For the records below, give the count of lines holding the word "approved" and nothing more.

==========

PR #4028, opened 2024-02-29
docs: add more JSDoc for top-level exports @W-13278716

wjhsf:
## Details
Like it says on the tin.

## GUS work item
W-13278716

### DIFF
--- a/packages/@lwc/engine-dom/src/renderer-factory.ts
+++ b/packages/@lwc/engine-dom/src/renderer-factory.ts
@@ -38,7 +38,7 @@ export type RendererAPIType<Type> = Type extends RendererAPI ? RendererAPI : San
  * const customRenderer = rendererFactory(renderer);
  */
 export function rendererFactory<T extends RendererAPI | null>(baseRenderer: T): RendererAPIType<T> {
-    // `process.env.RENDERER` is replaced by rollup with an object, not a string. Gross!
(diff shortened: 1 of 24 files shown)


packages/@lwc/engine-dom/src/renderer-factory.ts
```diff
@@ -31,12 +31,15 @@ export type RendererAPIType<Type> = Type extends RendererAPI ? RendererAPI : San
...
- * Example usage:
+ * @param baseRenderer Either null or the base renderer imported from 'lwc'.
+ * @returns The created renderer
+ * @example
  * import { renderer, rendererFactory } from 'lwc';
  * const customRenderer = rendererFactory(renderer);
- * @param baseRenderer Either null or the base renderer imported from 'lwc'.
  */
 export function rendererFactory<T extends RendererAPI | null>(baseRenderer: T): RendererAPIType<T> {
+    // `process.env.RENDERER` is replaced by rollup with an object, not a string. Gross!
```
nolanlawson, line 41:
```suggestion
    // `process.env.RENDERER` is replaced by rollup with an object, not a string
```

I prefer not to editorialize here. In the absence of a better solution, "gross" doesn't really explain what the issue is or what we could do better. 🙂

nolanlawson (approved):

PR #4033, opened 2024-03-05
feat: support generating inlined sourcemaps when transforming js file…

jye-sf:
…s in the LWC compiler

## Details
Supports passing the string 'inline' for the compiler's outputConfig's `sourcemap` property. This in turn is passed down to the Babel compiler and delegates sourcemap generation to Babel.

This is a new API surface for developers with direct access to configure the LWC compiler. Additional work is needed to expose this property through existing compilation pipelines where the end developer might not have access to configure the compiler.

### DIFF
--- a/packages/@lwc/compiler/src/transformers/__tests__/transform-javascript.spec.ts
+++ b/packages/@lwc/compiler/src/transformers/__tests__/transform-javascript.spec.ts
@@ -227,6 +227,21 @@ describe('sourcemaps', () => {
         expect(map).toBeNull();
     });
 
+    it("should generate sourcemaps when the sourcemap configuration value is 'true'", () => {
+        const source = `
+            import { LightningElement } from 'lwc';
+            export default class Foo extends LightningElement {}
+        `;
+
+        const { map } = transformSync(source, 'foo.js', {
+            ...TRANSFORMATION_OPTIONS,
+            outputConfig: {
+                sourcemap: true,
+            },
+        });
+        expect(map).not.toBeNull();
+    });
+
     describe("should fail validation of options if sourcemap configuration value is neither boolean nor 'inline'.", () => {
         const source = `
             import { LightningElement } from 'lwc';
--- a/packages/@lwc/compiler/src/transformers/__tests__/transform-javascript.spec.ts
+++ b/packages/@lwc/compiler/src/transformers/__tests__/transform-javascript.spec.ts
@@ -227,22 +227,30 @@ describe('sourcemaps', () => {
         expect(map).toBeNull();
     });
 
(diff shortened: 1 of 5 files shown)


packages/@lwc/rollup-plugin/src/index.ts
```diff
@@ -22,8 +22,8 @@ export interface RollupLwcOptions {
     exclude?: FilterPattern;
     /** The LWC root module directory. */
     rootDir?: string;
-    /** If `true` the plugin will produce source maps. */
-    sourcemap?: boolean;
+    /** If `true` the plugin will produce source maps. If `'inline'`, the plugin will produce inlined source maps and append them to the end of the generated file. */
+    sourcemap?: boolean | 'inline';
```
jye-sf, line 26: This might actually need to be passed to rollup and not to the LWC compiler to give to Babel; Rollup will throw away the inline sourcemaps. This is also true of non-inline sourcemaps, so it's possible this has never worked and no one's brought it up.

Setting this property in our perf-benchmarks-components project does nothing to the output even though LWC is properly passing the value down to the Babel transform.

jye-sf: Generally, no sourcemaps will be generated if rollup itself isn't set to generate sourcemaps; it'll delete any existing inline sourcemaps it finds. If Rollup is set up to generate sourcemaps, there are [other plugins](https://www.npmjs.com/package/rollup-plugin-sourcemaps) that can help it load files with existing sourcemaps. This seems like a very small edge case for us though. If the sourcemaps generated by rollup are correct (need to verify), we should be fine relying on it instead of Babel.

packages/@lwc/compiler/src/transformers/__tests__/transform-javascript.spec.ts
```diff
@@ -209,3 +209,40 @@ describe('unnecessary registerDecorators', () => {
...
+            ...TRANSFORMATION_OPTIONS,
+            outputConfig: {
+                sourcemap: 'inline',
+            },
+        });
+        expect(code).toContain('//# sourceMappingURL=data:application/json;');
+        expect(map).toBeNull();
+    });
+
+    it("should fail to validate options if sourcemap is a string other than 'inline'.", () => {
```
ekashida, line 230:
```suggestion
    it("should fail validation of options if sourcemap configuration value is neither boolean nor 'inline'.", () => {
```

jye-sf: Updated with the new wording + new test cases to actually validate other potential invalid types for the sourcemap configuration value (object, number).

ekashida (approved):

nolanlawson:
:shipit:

==========

TASK RESULT
2